Segment Start: Records for this task
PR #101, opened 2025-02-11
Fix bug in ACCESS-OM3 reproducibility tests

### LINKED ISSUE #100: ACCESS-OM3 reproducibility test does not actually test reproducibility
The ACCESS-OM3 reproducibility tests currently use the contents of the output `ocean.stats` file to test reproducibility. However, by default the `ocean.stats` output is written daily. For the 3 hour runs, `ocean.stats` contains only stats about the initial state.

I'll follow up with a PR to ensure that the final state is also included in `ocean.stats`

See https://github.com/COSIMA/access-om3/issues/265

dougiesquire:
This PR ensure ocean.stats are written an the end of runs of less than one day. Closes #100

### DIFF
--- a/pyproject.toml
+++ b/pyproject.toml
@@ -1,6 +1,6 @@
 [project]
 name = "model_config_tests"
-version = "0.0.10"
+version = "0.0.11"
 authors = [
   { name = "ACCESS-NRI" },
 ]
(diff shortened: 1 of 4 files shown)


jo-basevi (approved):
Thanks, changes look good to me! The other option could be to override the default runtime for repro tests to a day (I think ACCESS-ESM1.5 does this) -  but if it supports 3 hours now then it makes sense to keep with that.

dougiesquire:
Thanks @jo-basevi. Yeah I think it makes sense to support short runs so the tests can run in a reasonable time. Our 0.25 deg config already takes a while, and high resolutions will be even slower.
Segment End: Records for this task
Set all the data down again, exactly as it reads above.

PR #101, opened 2025-02-11
Fix bug in ACCESS-OM3 reproducibility tests

### LINKED ISSUE #100: ACCESS-OM3 reproducibility test does not actually test reproducibility
The ACCESS-OM3 reproducibility tests currently use the contents of the output `ocean.stats` file to test reproducibility. However, by default the `ocean.stats` output is written daily. For the 3 hour runs, `ocean.stats` contains only stats about the initial state.

I'll follow up with a PR to ensure that the final state is also included in `ocean.stats`

See https://github.com/COSIMA/access-om3/issues/265

dougiesquire:
This PR ensure ocean.stats are written an the end of runs of less than one day. Closes #100

### DIFF
--- a/pyproject.toml
+++ b/pyproject.toml
@@ -1,6 +1,6 @@
 [project]
 name = "model_config_tests"
-version = "0.0.10"
+version = "0.0.11"
 authors = [
   { name = "ACCESS-NRI" },
 ]
(diff shortened: 1 of 4 files shown)


jo-basevi (approved):
Thanks, changes look good to me! The other option could be to override the default runtime for repro tests to a day (I think ACCESS-ESM1.5 does this) -  but if it supports 3 hours now then it makes sense to keep with that.

dougiesquire:
Thanks @jo-basevi. Yeah I think it makes sense to support short runs so the tests can run in a reasonable time. Our 0.25 deg config already takes a while, and high resolutions will be even slower.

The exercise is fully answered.